Der Sound des Album ist typisch für die Götz Alsmann Band und so klingen die Songs alle sehr jazzig und sind teilweise auch weit von den Vorlagen entfernt. Mit dem romantischen „My Favorite Things“ aus dem Musical „The Sound of Music“ hat das swingende „Meine kleinen Schwächen“ nur noch wenig gemein, und auch „Ich hätt getanzt heut Nacht“ gerät viel intimer und verspielter als das bekannte Original. Mut zum Kitsch beweisen die Musiker mit der „Mondnacht am Meer“ („Blue Moon“), und „Einsamkeit“ („Yesterdays“) verbreitet sanfte Melancholie. Meist jedoch ist die Grundstimmung der Stücke heiter und von Alsmanns beschwingtem Klavierspiel,  perlendem Xylophon oder Glockenspiel, groovender Bassgitarre und fein dosierter Percussion geprägt. Und natürlich hat jeder Titel sein eigenes Instrumentalsolo.

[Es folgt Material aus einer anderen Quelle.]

Issue #684, opened 2022-05-08
AzureAD: use objectId instead of UPN as unique identifier


Exordian:
### Expected behaviour

Use Azure objectId as identifier.

### Actual behaviour

UPN is used as user identifier.

### What are the steps to reproduce this issue?

Use Azure AD authentication.

### Any logs, error output, etc?

-
### Any other comments?

The UPN should reflect the primary mail as recommended by Microsoft [1]. The e-mail address might change over time due to a new name of the person, merger and acquisitions or similar actions.

Microsoft recommends to use the objectId as unique identifier.

[1] https://docs.microsoft.com/en-us/azure/active-directory/hybrid/howto-troubleshoot-upn-changes

svdHero:
@Exordian That would be `oid` then and not `objectId`, wouldn't it?

joachimBurket:
@svdHero  yes it would be the `oid`. 
I also saw that the `upn`, `preferred_username`, or `sub` claims are used as the unique identifier (depending on the class), and I also thought that the `oid` was the claim recommended by Microsoft.

joachimBurket:
I can make a PR to change it, but as I'm just starting to use this library, I'm not sure what it would imply on existing applications.

nijel:
Just changing `upn` to `oid` would break existing associations. I don't think there is currently an existing way to migrate to a different user identifier gracefully.

PR #1183, opened 2025-06-09
Feature/azure oid backend

stealthycole:
This is just a slightly modified version of the azure_tenant backend that uses OID instead of sub claim as the UID. Allows admins to more-safely switch to a version of Azure SSO that uses OID.

Issue: https://github.com/python-social-auth/social-core/issues/684

### DIFF
--- a/social_core/backends/azuread_oid.py
+++ b/social_core/backends/azuread_oid.py
@@ -42,6 +42,7 @@ class AzureADOIDOAuth2(AzureADTenantOAuth2):
         """Use account oid as unique id."""
         return response.get("oid")
 
+
 class AzureADV2OIDOAuth2(AzureADOIDOAuth2):
     name = "azuread-v2-OID-oauth2"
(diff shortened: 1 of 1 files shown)


social_core/backends/azuread_oid
```diff
@@ -0,0 +1,137 @@
...
+            certificate = self.get_certificate(key_id)
+
+            return jwt_decode(
+                id_token,
+                key=certificate.public_key(),  # type: ignore[reportArgumentType]
+                algorithms=["RS256"],
+                audience=self.setting("KEY"),
+            )
+        except (DecodeError, ExpiredSignatureError) as error:
+            raise AuthTokenError(self, error)
```
nijel: Why is this duplicating so many logic? I would expect that it would only differ in `get_user_id`.

stealthycole: Good point, I've trimmed that down.

nijel:
Can you please add tests and documentation to https://github.com/python-social-auth/social-docs?

PR #1212, opened 2025-07-29
fix(backends): use HTTP headers to authenticate for Gitea

### LINKED ISSUE #1211: The Gitea OAuth2 adapter will break with Forgejo instance
In 2023, Gitea and Forgejo marked several authentication methods as deprecated, which are used by the social-core oauth2 provider.

* Commit in Forgejo: https://codeberg.org/forgejo/forgejo/commit/4e879fed90665331d2a57e5abee9e0f02372c470
* Commit in Gitea: https://github.com/go-gitea/gitea/commit/4e879fed90665331d2a57e5abee9e0f02372c470

With Forgejo v12.0.0, the deprecated methods have initially been removed. However, we realized that some tools, including social-core, rely on the deprecated authentication methods. Forgejo v12.0.1 has re-enabled the behaviour. It is currently subject to discussion on when the methods will be retired forever, but it might happen with Forgejo v13.

The reasoning for removal is to ensure that access tokens are not part of the URL and are not logged or otherwise exposed inadvertently.

It would be great if social-core would update the auth methods to something that will be supported in Gitea and Forgejo going forward, there are multiple options available.

(BTW, it would also be useful to allow people to define a dedicated Forgejo provider, even if it's technically a reference to the Gitea one. It would be useful in case the code needs to diverge in the future; users will have already chosen the appropriate one for their use case.)

nijel:
The query string authentication is deprecated and will be removed.

Fixes #1211

### DIFF
--- a/social_core/backends/gitea.py
+++ b/social_core/backends/gitea.py
@@ -46,5 +46,6 @@ class GiteaOAuth2(BaseOAuth2):
     def user_data(self, access_token, *args, **kwargs):
         """Loads user data from service"""
         return self.get_json(
-            self.api_url("/api/v1/user"), params={"access_token": access_token}
+            self.api_url("/api/v1/user"),
+            headers={"Authorization": f"token {access_token}"},
         )
--- a/social_core/backends/gitea.py
+++ b/social_core/backends/gitea.py
@@ -47,5 +47,5 @@ class GiteaOAuth2(BaseOAuth2):
         """Loads user data from service"""
         return self.get_json(
             self.api_url("/api/v1/user"),
-            headers={"Authorization": f"token {access_token}"},
+            headers={"Authorization": f"Bearer {access_token}"},
         )


social_core/backends/gitea.py
```diff
@@ -46,5 +46,6 @@ def get_user_details(self, response):
     def user_data(self, access_token, *args, **kwargs):
         """Loads user data from service"""
         return self.get_json(
-            self.api_url("/api/v1/user"), params={"access_token": access_token}
+            self.api_url("/api/v1/user"),
+            headers={"Authorization": f"token {access_token}"},
```
viceice:
```suggestion
            headers={"Authorization": f"Bearer {access_token}"},
```

`Bearer` is more standard conform and supported / preferred by Gitea / Forgejo.

nijel: The Swagger specification doesn't mention `Bearer` at all, it only mentions:

> API tokens must be prepended with "token" followed by a space.

See https://codeberg.org/forgejo/forgejo/src/commit/d3ca92df79555007f102f930e721a68d96eb29cf/templates/swagger/v1_json.tmpl#L30108

viceice: we should fix that. it supports both: 

https://codeberg.org/forgejo/forgejo/src/commit/e3bfa5133f40c5d4819cee402b772e0bb94affa9/services/auth/oauth2.go#L141

https://github.com/go-gitea/gitea/blob/e02b47d2f32736d8c032e9daa602a143ee8a2548/modules/auth/httpauth/httpauth.go#L42

PR #1240, opened 2025-08-27
Auth0 OIDC backend

marius-mather:
I have been using the generic OIDC backend for Auth0 and it more or less works, so I don't think too many changes are required from the generic OIDC backend. However, I'm running into issues with the provider name etc. that that I think would be solved by having an auth0 specific implementation.

Please let me know what else would be required in terms of tests etc., I need to do a bit of further testing of the refresh tokens.


nijel:
Thanks, can you please also add it to the documentation? https://github.com/python-social-auth/social-docs

PR #1241, opened 2025-08-27
Set SEND_USER_AGENT as True on MediaWiki backend

albertoleoncio:
Sending the user-agent is now mandatory when using the Wikimedia APIs (Wikipedia, Wikidata, ...). Without it, the server returns a 403 with the following message:
`Please set a user-agent and respect our robot policy https://w.wiki/4wJS. See also T400119` ([link](https://phabricator.wikimedia.org/T400119))


nijel:
I actually don't see a reason why this should default to false, so changing the default value might be a better approach

lucaswerkmeister:
> Indeed the risk is possibly there, but I think it is more reasonable to send user-agent header by default.

Done in #1258.

PR #1255, opened 2025-09-09
Change domains for VK backend

igorgaming:
VK has started sending out such a message to everyone who has OAuth integration:

image

Eng translation:
> VKontakte switches to a domain vk.ru - now all API integrations and authorizations will be available only through it.
> 
> To ensure that your services work correctly, change their domains by September 30th, for example:
> - vk.ru/dev instead of vk.com/dev
> - oauth.vk.ru instead of oauth.vk.com
> - api.vk.ru instead of api.vk.com
> 
> If you have any questions, please contact Support: dev.vk.com/ru/support

### DIFF
--- a/social_core/backends/vk.py
+++ b/social_core/backends/vk.py
@@ -93,8 +93,8 @@ class VKOAuth2(BaseOAuth2):
 
     name = "vk-oauth2"
     ID_KEY = "id"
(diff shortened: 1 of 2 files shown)


igorgaming:
> Probably the tests need to be adjusted as well

Yeah, I'll do it a little later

Zum positiven Gesamteindruck des Albums trägt auch die liebevolle Gestaltung des Booklets bei, in dem sich neben aussagekräftigen Schwarz-Weiß-Fotos auch Informationen zum gesamten Projekt und sogar detailliert zu den einzelnen Komponisten finden. Und es lohnt sich, die CD nach dem letzten Titel noch im Player zu lassen, denn dann erklingt  eine witzige deutsche Version von „Singing in The Rain“, von Götz Alsmann allein an der Ukulele vorgetragen. Wer den Entertainer und seine Musik mag, wird sich auch von „Götz Alsmann am Broadway“ begeistern lassen – und man darf gespannt sein, welche Stadt er mit seiner Band als nächstes unsicher macht!